Overview: This script adds a new column to a table structure by manipulating the cell data. It iterates through the table rows, and appends a new cell for each row in the designated column position.

Python Script:

In the script below, we have also integrated a webhook function to help with debugging any issues you may encounter. This will allow you to easily log and trace data or errors during the execution of the script.

import uuid
import requests

# Function to create a new table cell
def get_table_field(row, col, label, text, xmin=0, ymin=0, xmax=0, ymax=0):
    cell = {
        "id": str(uuid.uuid4()),  # Generates a unique ID for each cell
        "row": int(row),  # Row number
        "col": int(col),  # Column number
        "row_span": 1,  # Default row span
        "col_span": 1,  # Default column span
        "label": str(label),  # Label for the new column
        "xmin": xmin,  # Minimum x-coordinate (bounding box)
        "ymin": ymin,  # Minimum y-coordinate (bounding box)
        "xmax": xmax,  # Maximum x-coordinate (bounding box)
        "ymax": ymax,  # Maximum y-coordinate (bounding box)
        "score": 0.89697266,  # Default confidence score
        "text": str(text),  # Text value for the cell
        "row_label": "",  # No row label
        "verification_status": "correctly_predicted",  # Verification status
        "status": "",  # Status field
        "failed_validation": "",  # Validation failure flag
        "label_id": ""  # Label ID
    }
    return cell

# Webhook URL to send debugging or processing information
webhook_url = 'YOUR_WEBHOOK_URL'

# Function to trigger a webhook for debugging
def webhook(body="You missed adding parameter", send=True):
    if not send:
        return
    if isinstance(body, str):
        hh = requests.post(webhook_url, json={"text": body})
    else:
        hh = requests.post(webhook_url, json=body)
    return hh.status_code == 200

# Main handler function
def handler(input_data):
    try:
        # Sort input data by page number
        sorted_input = sorted(input_data, key=lambda x: x['page'])
        webhook(sorted_input)  # Send sorted data for debugging

        # Iterate through the pages
        for page in sorted_input:
            # Retrieve moderated or predicted boxes from the page
            boxes = page.get('moderated_boxes', []) if page.get('moderated_boxes', []) else page.get('predicted_boxes', [])

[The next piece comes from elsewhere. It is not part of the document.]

PR #61, opened 2018-08-09
Specified status code 400 for when an invalid ZIP is sent.

janvanmansum:
Proposed addition to API.


rvanheest (approved):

            # Loop through the boxes to find table-related ones
            for box in boxes:
                if box.get('label') == "table":
                    # Sort cells by row and column
                    cells = box.get('cells', [])
                    cells = sorted(cells, key=lambda x: (x['row'], x['col']))
                    
                    # Identify the maximum row in the table
                    max_row = 0
                    for cell in cells:
                        max_row = max(max_row, cell['row'])

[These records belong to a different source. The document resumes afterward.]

PR #62, opened 2018-08-13
EASY-1659 Implement GET file-list

jo-pol:
Fixes EASY-1659 Implement GET file-list

#### When applied it will
* maintain the draft payload with the bag-lib
* _not yet_ maintain dataset.json with the bag-lib
* because of the previous bullet the draft bag is not yet validated at submission

#### Related pull requests on github
repo                       | PR                | note
-------------------------- | ----------------- | ----
easy-                      | [PR#](PRlink)     | ..

PR #63, opened 2018-08-15
EASY-1657 post file using content-disposition header

jo-pol:
Fixes EASY-1657 Implement upload single file with POST directory

#### When applied it will
* interpret the specs as sub-requests of a request with `multipart/form-data`
* `Content-Type` of the sub-requests are still ignored, so zip-files [EASY-1658](https://drivenbydata.atlassian.net/browse/EASY-1658) are uploaded as-is.
* [x] unit tests
* The response code on success is 200-ok as it might be a mix of created and replaced. The specs says 201-created but that applies to subrequests. No specification how to wrap these up in the `multipart/form-data` request.

Some statistics:

* see the updated `test/resources/readme.md`
* test both PUT and POST
* test with curl: see this [stack-overflow](https://stackoverflow.com/questions/4238809/example-of-multipart-form-data)
* [x] large files https://github.com/DANS-KNAW/easy-deposit-api/pull/63#issuecomment-413111374

Uploading a file of 540 MB to `deasy` resulted in the browser complaining about "the connection was reset" and the log below (`HttpParser full`, replaced IP addresses with ...). After clearing the `bag/data` folder on the server I could upload it multiple times. Same for 1GB and even the 5GB succeeded on a second attempt. Might have to to with fooling around with the browser's back-button on the test page while changing the file to upload. It looks like a proper reset is not only clear `bag/data` but also POST a small file.

```
[2018-08-23 15:43:42,638] WARN  HttpParser Full for SCEP@747f9023{l(/...:59536)<->r(/...:20190),s=1,open=true,ishut=false,oshut=false,rb=false,wb=false,w=true,i=0r}-{AsyncHttpConnection@67754c1c,g=HttpGenerator{s=0,h=-1,b=-1,c=-1},p=HttpParser{s=-13,l=0,c=-3},r=1}
```
Some statistics of a successful upload of 5GB. Of course statistics with `teasy` would be more realistic that with `deasy`.

```
[2018-08-24 09:10:43,910] INFO  uploading to [/var/opt/dans.knaw.nl/deposit/drafts/user001/196fb09a-03c5-4951-a308-4879e4b7f2ab/bag] of [path/tox/large.txt]
[2018-08-24 09:12:37,632] INFO  created=true user001/196fb09a-03c5-4951-a308-4879e4b7f2ab/path/tox/large.txt
[2018-08-24 09:12:37,633] INFO  POST returned status=200 headers=Map()
-rw-r--r--. 1 easy-deposit-api easy-deposit-api 1663       2018-08-24 09:12:37.624723161 +0200 manifest-sha1.txt
-rw-r--r--. 1 easy-deposit-api easy-deposit-api 5007600000 2018-08-24 09:11:50.768755240 +0200 large.txt

upload:   10:43 tot 11:50 = 1:07
manifest: 11:50 tot 12:37 = 0:47
```

~~May cause merge conflicts on IntegrationSpec.java with #62~~ merged

### DIFF
--- a/src/main/scala/nl.knaw.dans.easy.deposit/servlets/DepositServlet.scala
+++ b/src/main/scala/nl.knaw.dans.easy.deposit/servlets/DepositServlet.scala
@@ -133,7 +133,7 @@ class DepositServlet(app: EasyDepositApiApp) extends ProtectedServlet(app) {
           managedIS.apply(is => app.writeDepositFile(is, user.id, uuid, fullPath))
         case (_, _) =>
           val explanation = s"Expecting header 'Content-Type: $zip' or 'Content-Type: $bin'; the latter with a filename in the 'Content-Disposition'."
-          Failure(BadRequestException(s"$explanation GOT: $maybeContentType AND $maybeContentType"))
+          Failure(BadRequestException(s"$explanation GOT: $maybeContentType AND $mayBeFileName"))
       }
     } yield fileCreatedOrOkResponse(newFileWasCreated)
       ).getOrRecoverResponse(respond)
--- a/src/main/scala/nl.knaw.dans.easy.deposit/servlets/DepositServlet.scala
+++ b/src/main/scala/nl.knaw.dans.easy.deposit/servlets/DepositServlet.scala
@@ -21,12 +21,12 @@ import java.util.UUID
 import nl.knaw.dans.easy.deposit.authentication.ServletEnhancedLogging._
 import nl.knaw.dans.easy.deposit.docs.JsonUtil.{ InvalidDocumentException, toJson }
 import nl.knaw.dans.easy.deposit.docs.{ DatasetMetadata, StateInfo }
-import nl.knaw.dans.easy.deposit.servlets.DepositServlet.InvalidResourceException
+import nl.knaw.dans.easy.deposit.servlets.DepositServlet.{ BadRequestException, InvalidResourceException }
 import nl.knaw.dans.easy.deposit.{ EasyDepositApiApp, _ }
 import org.scalatra._
 import resource.managed
 
-import scala.util.{ Failure, Try }
+import scala.util.{ Failure, Success, Try }
 
 class DepositServlet(app: EasyDepositApiApp) extends ProtectedServlet(app) {
 
@@ -87,17 +87,27 @@ class DepositServlet(app: EasyDepositApiApp) extends ProtectedServlet(app) {
       .map(depositFiles => Ok(body = toJson(depositFiles)))
       .getOrRecoverResponse(respond)
   }
-  post("/:uuid/file/*") { upload } //dir
-  put("/:uuid/file/*") { upload } //file
-  private def upload = {
-    for {
-      managedIS <- getRequestBodyAsManagedInputStream
-      newFileWasCreated <- managedIS.apply(is => forPath(app.writeDepositFile(is)))
-    } yield if (newFileWasCreated)
-              Created(headers = Map("Location" -> request.uri.toASCIIString))
-            else Ok()
-  }.getOrRecoverResponse(respond)
-
+  post("/:uuid/file/*") { //file
+    {
+      for { // a unique request signature so no forXxx method
+        managedIS <- getRequestBodyAsManagedInputStream
+        uuid <- getUUID
+        dir <- getPath
+        // TODO EASY-1658: mime type application/zip or application/binary
+        disposition <- getMandatoryHeader("Content-Disposition")
+        path = dir.resolve(disposition)
+        newFileWasCreated <- managedIS.apply(is => app.writeDepositFile(is)(user.id, uuid, path))
+      } yield newFileHeader(newFileWasCreated)
+    }.getOrRecoverResponse(respond)
+  }
+  put("/:uuid/file/*") { //file
+    {
+      for {
+        managedIS <- getRequestBodyAsManagedInputStream
+        newFileWasCreated <- managedIS.apply(is => forPath(app.writeDepositFile(is)))
+      } yield newFileHeader(newFileWasCreated)
+    }.getOrRecoverResponse(respond)
+  }
   delete("/:uuid/file/*") { //dir and file
     forPath(app.deleteDepositFile)
       .map(_ => NoContent())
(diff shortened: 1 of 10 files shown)


rvanheest:
I'm not entirely sure, but maybe http://scalatra.org/guides/2.6/formats/upload.html would be helpful to you when working on this issue.

Also, I'm not really sure if you're already finished with this issue, but have you already tried uploading some large files? (500 MB, couple GBs, etc.)

src/main/scala/nl.knaw.dans.easy.deposit/servlets/DepositServlet.scala
```diff
@@ -89,14 +89,19 @@ class DepositServlet(app: EasyDepositApiApp) extends ProtectedServlet(app) {
...
-        // TODO EASY-1658: mime type application/zip or application/binary
-        disposition <- getMandatoryHeader("Content-Disposition")
-        path = dir.resolve(disposition)
-        newFileWasCreated <- managedIS.apply(is => app.writeDepositFile(is)(user.id, uuid, path))
+        maybeContentDisposition = getLowerCaseHeaderValue("Content-Disposition")
+        maybeContentType = getLowerCaseHeaderValue("Content-Type")
+        newFileWasCreated <- (maybeContentType, maybeContentDisposition) match {
+          case (Some(`zip`), _) => Failure(???) // TODO issue EASY-1658
+          case (Some(`bin`), Some(contentDisposition: String)) =>
+            managedIS.apply(is => forPathSupplement(contentDisposition, app.writeDepositFile(is)))
```
rvanheest: this, as well as the implementation of `forPathSupplement`, looks more complicated than it should probably be.

1. I don't think you require a callback here
2. you're opening the `managedIS` using `apply` way too early. After all, `forPathSupplement` might already fail in the first 3 parts for the for-comprehension.
3. In the implementation of `forPathSupplement` I don't understand why you wrap the callback call in a `Try` and flatten it immediately. The comment there isn't clear either.

jo-pol: I tried to replace
https://github.com/DANS-KNAW/easy-deposit-api/blob/eb783743d1ac3359f394477c4cf26b2ce25acf96/src/main/scala/nl.knaw.dans.easy.deposit/servlets/DepositServlet.scala#L34
https://github.com/DANS-KNAW/easy-deposit-api/blob/eb783743d1ac3359f394477c4cf26b2ce25acf96/src/main/scala/nl.knaw.dans.easy.deposit/servlets/DepositServlet.scala#L39
with 
```
app.getDeposits(user.id)
app.createDeposit(user.id)
```
that broke a unit test with an unexpected exception because somewhere something was not 'honest'. So I decided to apply the same old pattern here. We might need to rethink that pattern.

src/test/scala/nl.knaw.dans.easy.deposit/servlets/IntegrationSpec.scala
```diff
@@ -194,9 +194,16 @@ class IntegrationSpec extends TestSupportFixture with ServletFixture with Scalat
 
     // upload a file
     expectsUserFooBar
-    post(uri = s"/deposit/$uuid/file/path/to/text.txt", headers = Seq(basicAuthentication), body = randomContent(22)) {
+    val headers = Seq(
+      ("Content-Disposition", "text.txt"),
```
lindareijnhoudt: the value of the Content-Disposition header is not the filename directly. 
`The first parameter [...] is always form-data. Additional parameters are case-insensitive and have arguments that use quoted-string syntax after the '=' sign. Multiple parameters are separated by a semi-colon (';').`
https://developer.mozilla.org/en-US/docs/Web/HTTP/Headers/Content-Disposition

src/main/scala/nl.knaw.dans.easy.deposit/servlets/DepositServlet.scala
```diff
@@ -128,22 +143,39 @@ class DepositServlet(app: EasyDepositApiApp) extends ProtectedServlet(app) {
...
     case e: NoSuchDepositException => NoSuchDespositResponse(e)
     case e: NoSuchFileException => NotFound(body = s"${ e.getMessage } not found")
     case e: InvalidResourceException => InvalidResourceResponse(e)
     case e: InvalidDocumentException => badDocResponse(e)
+    case e: BadRequestException => BadRequest(e.getMessage)
     case _ => internalErrorResponse(t)
   }
 
-  private def NoSuchDespositResponse(e: NoSuchDepositException) = {
+  private def NoSuchDespositResponse(e: NoSuchDepositException): ActionResult = {
```
lindareijnhoudt: Typo in NoSuchDe[s]positResponse

src/main/scala/nl.knaw.dans.easy.deposit/servlets/DepositServlet.scala
```diff
@@ -128,22 +143,39 @@ class DepositServlet(app: EasyDepositApiApp) extends ProtectedServlet(app) {
...
     // we log but don't expose which file was not found
     logger.info(e.getMessage)
```
lindareijnhoudt: should we also log who requested it?

src/test/scala/nl.knaw.dans.easy.deposit/servlets/IntegrationSpec.scala
lindareijnhoudt: From the api.yml:
`
    ContentDisposition:
      name: "Content-Disposition; filename"
      in: header
      description: the name to use for the new file in the deposit; required unless Content-Type is `application/zip`.
      required: true
      schema:
        type: "string"
`

in this spec, the equal-sign (=) seems to be missing

src/main/scala/nl.knaw.dans.easy.deposit/servlets/DepositServlet.scala
```diff
@@ -18,148 +18,217 @@ package nl.knaw.dans.easy.deposit.servlets
...
+    } yield Ok(body = toJson(depositFiles))
+      ).getOrRecoverResponse(respond)
   }
 
-  private def forDeposit[T](callback: (String, UUID) => Try[T]
-                           ): Try[T] = {
-    for {
+  post("/:uuid/file/*") { //file
+    val zip = "application/zip"
+    val bin = "application/octet-stream"
```
jo-pol: Content-type is more complex: https://www.w3.org/Protocols/rfc2616/rfc2616-sec14.html#sec14.17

                    # Add a new column for each row
                    for row in range(max_row):
                        cells.append(get_table_field(row+1, 10, "New column header", "New value"))
                    
                    # Update the box with the new cells
                    box['cells'] = cells

    except Exception as e:
        import traceback
        # Log the exception details via webhook
        traceback_str = traceback.format_exc()
        webhook(traceback_str)
    
    # Send final output via webhook for debugging
    webhook(sorted_input)
    return sorted_input

How it Works:

  • Sorting Input Data: The script begins by sorting the input data by page number, ensuring the correct order of processing.
  • Extracting and Sorting Table Cells: It identifies table boxes on each page, sorts the existing cells by row and column, and prepares for adding a new column.
  • Adding the New Column: For each row, the script adds a new cell with the column number set to 10, label "New column header", and text "New value". You can modify these parameters based on your use-case.
  • Error Handling: The script includes exception handling to log and send error details via a webhook.
  • Webhook Integration: Webhooks are used to log intermediate results and errors for easy debugging.

Modifications:
You can customize the following parts:

  • Column number: Adjust the value in get_table_field(row+1, 10, ...) to change the position of the new column.
  • Label and Text: Replace "New column header" and "New value" with your desired label and values.
  • Webhook URL: Change the webhook_url to your own endpoint for receiving log data or errors.